**DATA:**
+---+
PR #440, opened 2021-01-04
Change DBConnector::hgetall return type from map to unordered_map

qiluo-msft:
Because of performance issue.

### DIFF
--- a/common/configdb.cpp
+++ b/common/configdb.cpp
@@ -125,7 +125,9 @@ map<string, string> ConfigDBConnector::get_entry(string table, string key)
 {
     auto& client = get_redis_client(m_db_name);
     string _hash = to_upper(table) + TABLE_NAME_SEPARATOR + key;
-    return client.hgetall(_hash);
+    map<string, string> ret;
+    client.hgetall(_hash, inserter(ret, ret.end()));
+    return ret;
 }
 
 // Read all keys of a table from config db.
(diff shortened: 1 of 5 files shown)


kcudnik (dismissed):

common/configdb.cpp
```diff
@@ -84,7 +84,7 @@ void ConfigDBConnector::set_entry(string table, string key, const map<string, st
         for (auto& it: original)
         {
             auto& k = it.first;
-            bool found = data.find(k) == data.end();
+            bool found = data.find(k) != data.end();
```
kcudnik, line 87: nice bug

common/dbconnector.h
```diff
@@ -178,10 +177,13 @@ class DBConnector : public RedisContext
 
     void del(const std::vector<std::string>& keys);
 
-    std::map<std::string, std::string> hgetall(const std::string &key);
+    template <typename ReturnType=std::unordered_map<std::string, std::string>>
+    ReturnType hgetall(const std::string &key);
```
kcudnik, line 181: i think even if you have default template argument specified, then this will also required sairedis fix to function call like this: dbconnector->hgetall<>(key); // template brackets still must be present

kcudnik (approved):

common/dbconnector.h
qiluo-msft: I checked the test case [https://github.com/Azure/sonic-swss-common/blob/869848127cc2cca524b06708f1f3cc46b0d3bd0b/tests/redis_ut.cpp#L370](https://github.com/Azure/sonic-swss-common/blob/869848127cc2cca524b06708f1f3cc46b0d3bd0b/tests/redis_ut.cpp#L370). Seem the old code is still working.

---
In reply to: [552253246](https://github.com/Azure/sonic-swss-common/pull/440#discussion_r552253246) [](ancestors = 552253246)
+---+
**ABOUT THIS EXERCISE:**
A faithful, word-for-word copy of the data is the expected answer.

**ANSWER FOR THIS EXERCISE:**
PR #440, opened 2021-01-04
Change DBConnector::hgetall return type from map to unordered_map

qiluo-msft:
Because of performance issue.

### DIFF
--- a/common/configdb.cpp
+++ b/common/configdb.cpp
@@ -125,7 +125,9 @@ map<string, string> ConfigDBConnector::get_entry(string table, string key)
 {
     auto& client = get_redis_client(m_db_name);
     string _hash = to_upper(table) + TABLE_NAME_SEPARATOR + key;
-    return client.hgetall(_hash);
+    map<string, string> ret;
+    client.hgetall(_hash, inserter(ret, ret.end()));
+    return ret;
 }
 
 // Read all keys of a table from config db.
(diff shortened: 1 of 5 files shown)


kcudnik (dismissed):

common/configdb.cpp
```diff
@@ -84,7 +84,7 @@ void ConfigDBConnector::set_entry(string table, string key, const map<string, st
         for (auto& it: original)
         {
             auto& k = it.first;
-            bool found = data.find(k) == data.end();
+            bool found = data.find(k) != data.end();
```
kcudnik, line 87: nice bug

common/dbconnector.h
```diff
@@ -178,10 +177,13 @@ class DBConnector : public RedisContext
 
     void del(const std::vector<std::string>& keys);
 
-    std::map<std::string, std::string> hgetall(const std::string &key);
+    template <typename ReturnType=std::unordered_map<std::string, std::string>>
+    ReturnType hgetall(const std::string &key);
```
kcudnik, line 181: i think even if you have default template argument specified, then this will also required sairedis fix to function call like this: dbconnector->hgetall<>(key); // template brackets still must be present

kcudnik (approved):

common/dbconnector.h
qiluo-msft: I checked the test case [https://github.com/Azure/sonic-swss-common/blob/869848127cc2cca524b06708f1f3cc46b0d3bd0b/tests/redis_ut.cpp#L370](https://github.com/Azure/sonic-swss-common/blob/869848127cc2cca524b06708f1f3cc46b0d3bd0b/tests/redis_ut.cpp#L370). Seem the old code is still working.

---
In reply to: [552253246](https://github.com/Azure/sonic-swss-common/pull/440#discussion_r552253246) [](ancestors = 552253246)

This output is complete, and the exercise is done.